- YOUR ASSIGNMENT
Look in the material below for the line with "rakshitgondwal: i think" and the line with "FreeSpatialPictures (sWelsEncCtx* pCtx);", then set down exactly those two lines and all lines between, nothing more.

- RECORDS FOR THIS TASK
*-*-*
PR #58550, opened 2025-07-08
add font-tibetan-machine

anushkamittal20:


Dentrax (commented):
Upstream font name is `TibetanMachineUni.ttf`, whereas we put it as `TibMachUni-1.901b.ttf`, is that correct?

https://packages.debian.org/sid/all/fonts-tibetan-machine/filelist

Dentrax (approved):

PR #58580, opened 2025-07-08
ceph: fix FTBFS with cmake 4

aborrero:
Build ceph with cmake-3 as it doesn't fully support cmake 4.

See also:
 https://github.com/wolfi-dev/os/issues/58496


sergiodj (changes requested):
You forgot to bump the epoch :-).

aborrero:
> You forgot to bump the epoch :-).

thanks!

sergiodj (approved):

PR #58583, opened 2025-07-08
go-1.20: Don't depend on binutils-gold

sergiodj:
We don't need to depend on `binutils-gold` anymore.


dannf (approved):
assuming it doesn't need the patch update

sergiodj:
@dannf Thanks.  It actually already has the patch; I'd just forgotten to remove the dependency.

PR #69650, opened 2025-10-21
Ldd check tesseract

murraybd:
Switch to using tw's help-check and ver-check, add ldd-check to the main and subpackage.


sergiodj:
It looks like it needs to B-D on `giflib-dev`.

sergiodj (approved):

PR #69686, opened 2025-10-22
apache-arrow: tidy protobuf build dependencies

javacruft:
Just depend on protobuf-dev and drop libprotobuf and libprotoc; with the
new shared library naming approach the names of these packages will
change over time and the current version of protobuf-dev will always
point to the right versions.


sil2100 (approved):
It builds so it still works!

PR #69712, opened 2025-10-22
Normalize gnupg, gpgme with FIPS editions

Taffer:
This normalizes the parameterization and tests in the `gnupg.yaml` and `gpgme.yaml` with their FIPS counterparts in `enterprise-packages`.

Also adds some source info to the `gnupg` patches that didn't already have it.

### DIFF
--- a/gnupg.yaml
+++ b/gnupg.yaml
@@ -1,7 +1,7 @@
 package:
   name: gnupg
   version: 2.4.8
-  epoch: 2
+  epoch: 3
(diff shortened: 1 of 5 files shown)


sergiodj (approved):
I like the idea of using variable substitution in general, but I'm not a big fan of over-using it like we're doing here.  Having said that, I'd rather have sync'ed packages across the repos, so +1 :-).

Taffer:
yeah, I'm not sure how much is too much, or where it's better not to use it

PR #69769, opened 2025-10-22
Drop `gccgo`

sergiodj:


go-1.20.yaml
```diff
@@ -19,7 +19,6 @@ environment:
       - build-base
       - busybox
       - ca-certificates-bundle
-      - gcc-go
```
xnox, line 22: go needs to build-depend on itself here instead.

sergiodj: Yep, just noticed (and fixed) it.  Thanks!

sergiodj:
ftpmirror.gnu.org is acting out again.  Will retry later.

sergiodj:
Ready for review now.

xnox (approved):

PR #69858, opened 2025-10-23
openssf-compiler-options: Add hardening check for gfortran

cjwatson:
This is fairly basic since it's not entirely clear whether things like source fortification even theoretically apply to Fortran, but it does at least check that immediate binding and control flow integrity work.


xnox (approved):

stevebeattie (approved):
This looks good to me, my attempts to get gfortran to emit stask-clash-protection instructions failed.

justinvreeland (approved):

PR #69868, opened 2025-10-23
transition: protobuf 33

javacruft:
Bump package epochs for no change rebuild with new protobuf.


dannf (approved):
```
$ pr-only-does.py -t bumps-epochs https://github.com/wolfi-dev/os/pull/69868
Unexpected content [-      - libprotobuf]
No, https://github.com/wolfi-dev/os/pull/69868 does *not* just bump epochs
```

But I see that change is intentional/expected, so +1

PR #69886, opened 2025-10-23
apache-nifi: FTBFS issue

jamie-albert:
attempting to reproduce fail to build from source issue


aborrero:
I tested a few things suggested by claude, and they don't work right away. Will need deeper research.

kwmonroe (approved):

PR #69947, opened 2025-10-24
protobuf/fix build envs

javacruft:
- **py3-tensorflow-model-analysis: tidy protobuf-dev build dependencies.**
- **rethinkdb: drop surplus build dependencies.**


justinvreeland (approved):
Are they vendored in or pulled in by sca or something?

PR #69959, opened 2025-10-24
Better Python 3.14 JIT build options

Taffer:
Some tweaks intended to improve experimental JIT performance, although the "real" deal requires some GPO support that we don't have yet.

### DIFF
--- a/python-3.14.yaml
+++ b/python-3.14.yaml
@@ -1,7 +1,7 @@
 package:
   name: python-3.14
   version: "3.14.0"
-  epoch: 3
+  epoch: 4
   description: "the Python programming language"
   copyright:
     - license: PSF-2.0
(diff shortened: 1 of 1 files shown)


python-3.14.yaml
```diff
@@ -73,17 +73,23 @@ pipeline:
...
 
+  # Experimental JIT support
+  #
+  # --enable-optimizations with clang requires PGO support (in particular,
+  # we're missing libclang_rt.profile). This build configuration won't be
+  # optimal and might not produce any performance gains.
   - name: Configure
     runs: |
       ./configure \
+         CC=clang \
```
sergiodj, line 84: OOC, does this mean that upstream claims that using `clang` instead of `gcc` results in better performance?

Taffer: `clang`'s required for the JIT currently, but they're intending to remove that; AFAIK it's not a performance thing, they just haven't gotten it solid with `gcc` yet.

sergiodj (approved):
*-*-*
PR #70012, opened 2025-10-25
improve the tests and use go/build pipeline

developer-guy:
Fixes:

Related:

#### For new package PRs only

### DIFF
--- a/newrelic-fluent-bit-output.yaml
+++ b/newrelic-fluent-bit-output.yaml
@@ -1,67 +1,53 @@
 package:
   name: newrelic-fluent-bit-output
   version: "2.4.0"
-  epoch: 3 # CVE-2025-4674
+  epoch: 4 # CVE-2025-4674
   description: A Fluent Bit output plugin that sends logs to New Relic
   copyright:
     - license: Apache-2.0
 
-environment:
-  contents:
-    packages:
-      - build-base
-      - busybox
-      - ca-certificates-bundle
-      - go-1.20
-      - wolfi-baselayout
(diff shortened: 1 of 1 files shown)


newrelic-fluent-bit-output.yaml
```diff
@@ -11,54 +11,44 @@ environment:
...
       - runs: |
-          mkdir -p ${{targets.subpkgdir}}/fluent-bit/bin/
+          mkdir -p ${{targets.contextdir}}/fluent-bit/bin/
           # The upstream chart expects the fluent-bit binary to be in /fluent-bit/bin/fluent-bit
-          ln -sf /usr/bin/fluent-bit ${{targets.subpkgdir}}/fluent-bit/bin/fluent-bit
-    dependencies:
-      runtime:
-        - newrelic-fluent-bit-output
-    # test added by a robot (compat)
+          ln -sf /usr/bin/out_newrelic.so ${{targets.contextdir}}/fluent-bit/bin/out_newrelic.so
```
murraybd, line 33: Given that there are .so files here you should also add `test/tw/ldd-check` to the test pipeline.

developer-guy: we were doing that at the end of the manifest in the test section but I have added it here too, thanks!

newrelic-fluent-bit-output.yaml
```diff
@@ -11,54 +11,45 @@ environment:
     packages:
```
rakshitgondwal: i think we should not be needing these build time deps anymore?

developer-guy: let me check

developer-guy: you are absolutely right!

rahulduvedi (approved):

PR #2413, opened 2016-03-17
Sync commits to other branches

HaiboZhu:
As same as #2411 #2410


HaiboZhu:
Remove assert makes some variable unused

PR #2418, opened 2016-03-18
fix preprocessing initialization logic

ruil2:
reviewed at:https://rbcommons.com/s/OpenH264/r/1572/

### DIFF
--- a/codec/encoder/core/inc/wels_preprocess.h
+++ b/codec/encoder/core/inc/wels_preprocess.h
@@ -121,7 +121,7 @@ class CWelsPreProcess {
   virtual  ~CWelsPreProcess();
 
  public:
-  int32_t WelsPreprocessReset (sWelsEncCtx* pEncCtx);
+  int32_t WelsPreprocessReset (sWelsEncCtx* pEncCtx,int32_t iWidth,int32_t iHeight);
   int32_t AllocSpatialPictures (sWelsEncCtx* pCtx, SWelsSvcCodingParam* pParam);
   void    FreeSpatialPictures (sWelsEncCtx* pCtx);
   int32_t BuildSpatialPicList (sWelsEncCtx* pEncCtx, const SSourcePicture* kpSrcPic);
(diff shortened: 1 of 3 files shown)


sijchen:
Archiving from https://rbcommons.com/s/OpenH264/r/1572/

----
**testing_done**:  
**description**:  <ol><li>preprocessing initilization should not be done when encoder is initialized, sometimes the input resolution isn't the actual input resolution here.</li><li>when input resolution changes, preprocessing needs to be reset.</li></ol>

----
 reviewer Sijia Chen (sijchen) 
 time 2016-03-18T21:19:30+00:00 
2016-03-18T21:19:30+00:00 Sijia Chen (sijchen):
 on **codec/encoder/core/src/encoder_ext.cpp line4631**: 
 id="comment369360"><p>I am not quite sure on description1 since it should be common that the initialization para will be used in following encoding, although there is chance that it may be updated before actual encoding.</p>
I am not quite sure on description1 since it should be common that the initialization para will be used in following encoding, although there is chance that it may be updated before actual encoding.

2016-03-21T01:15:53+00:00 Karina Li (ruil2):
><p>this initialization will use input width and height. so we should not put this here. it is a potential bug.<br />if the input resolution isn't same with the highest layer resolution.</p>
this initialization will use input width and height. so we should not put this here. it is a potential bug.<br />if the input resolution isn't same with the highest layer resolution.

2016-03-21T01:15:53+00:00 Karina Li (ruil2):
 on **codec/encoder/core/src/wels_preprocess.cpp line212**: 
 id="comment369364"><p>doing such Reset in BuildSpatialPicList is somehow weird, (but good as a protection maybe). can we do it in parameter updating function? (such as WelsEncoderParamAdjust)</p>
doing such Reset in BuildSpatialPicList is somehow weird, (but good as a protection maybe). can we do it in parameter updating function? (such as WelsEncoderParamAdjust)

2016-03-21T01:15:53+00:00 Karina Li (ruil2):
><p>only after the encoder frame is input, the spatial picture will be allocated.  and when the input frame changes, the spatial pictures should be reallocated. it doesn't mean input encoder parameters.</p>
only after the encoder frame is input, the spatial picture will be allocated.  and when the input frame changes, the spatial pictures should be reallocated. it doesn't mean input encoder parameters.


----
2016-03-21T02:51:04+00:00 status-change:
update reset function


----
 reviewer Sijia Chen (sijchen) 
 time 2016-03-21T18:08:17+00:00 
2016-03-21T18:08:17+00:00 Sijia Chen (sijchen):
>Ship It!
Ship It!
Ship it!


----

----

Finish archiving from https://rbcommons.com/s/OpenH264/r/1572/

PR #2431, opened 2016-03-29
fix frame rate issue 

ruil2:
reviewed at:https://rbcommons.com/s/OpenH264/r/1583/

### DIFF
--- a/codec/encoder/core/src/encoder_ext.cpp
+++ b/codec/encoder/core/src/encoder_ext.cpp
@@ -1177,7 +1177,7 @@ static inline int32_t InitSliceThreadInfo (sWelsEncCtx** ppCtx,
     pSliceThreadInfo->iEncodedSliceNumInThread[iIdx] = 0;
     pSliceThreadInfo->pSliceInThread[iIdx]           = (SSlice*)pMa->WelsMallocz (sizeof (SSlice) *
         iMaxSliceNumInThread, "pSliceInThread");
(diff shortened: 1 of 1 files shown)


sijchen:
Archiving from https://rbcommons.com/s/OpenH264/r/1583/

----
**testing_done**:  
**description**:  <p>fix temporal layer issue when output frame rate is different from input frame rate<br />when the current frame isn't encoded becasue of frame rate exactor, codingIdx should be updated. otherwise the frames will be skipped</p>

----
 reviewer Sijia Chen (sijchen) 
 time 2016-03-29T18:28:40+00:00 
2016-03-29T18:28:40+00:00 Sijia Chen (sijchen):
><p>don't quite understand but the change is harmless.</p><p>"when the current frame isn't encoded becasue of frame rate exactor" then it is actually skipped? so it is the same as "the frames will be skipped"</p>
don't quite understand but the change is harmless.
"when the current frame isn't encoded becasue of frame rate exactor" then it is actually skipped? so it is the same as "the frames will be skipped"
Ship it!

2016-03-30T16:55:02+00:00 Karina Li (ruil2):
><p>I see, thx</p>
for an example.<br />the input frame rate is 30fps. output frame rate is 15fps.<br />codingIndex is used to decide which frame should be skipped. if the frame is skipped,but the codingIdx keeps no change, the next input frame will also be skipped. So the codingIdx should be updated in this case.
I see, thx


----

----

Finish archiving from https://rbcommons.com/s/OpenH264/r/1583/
*-*-*
- ANSWER TO THE EXERCISE
rakshitgondwal: i think we should not be needing these build time deps anymore?

developer-guy: let me check

developer-guy: you are absolutely right!

rahulduvedi (approved):

PR #2413, opened 2016-03-17
Sync commits to other branches

HaiboZhu:
As same as #2411 #2410


HaiboZhu:
Remove assert makes some variable unused

PR #2418, opened 2016-03-18
fix preprocessing initialization logic

ruil2:
reviewed at:https://rbcommons.com/s/OpenH264/r/1572/

### DIFF
--- a/codec/encoder/core/inc/wels_preprocess.h
+++ b/codec/encoder/core/inc/wels_preprocess.h
@@ -121,7 +121,7 @@ class CWelsPreProcess {
   virtual  ~CWelsPreProcess();
 
  public:
-  int32_t WelsPreprocessReset (sWelsEncCtx* pEncCtx);
+  int32_t WelsPreprocessReset (sWelsEncCtx* pEncCtx,int32_t iWidth,int32_t iHeight);
   int32_t AllocSpatialPictures (sWelsEncCtx* pCtx, SWelsSvcCodingParam* pParam);
   void    FreeSpatialPictures (sWelsEncCtx* pCtx);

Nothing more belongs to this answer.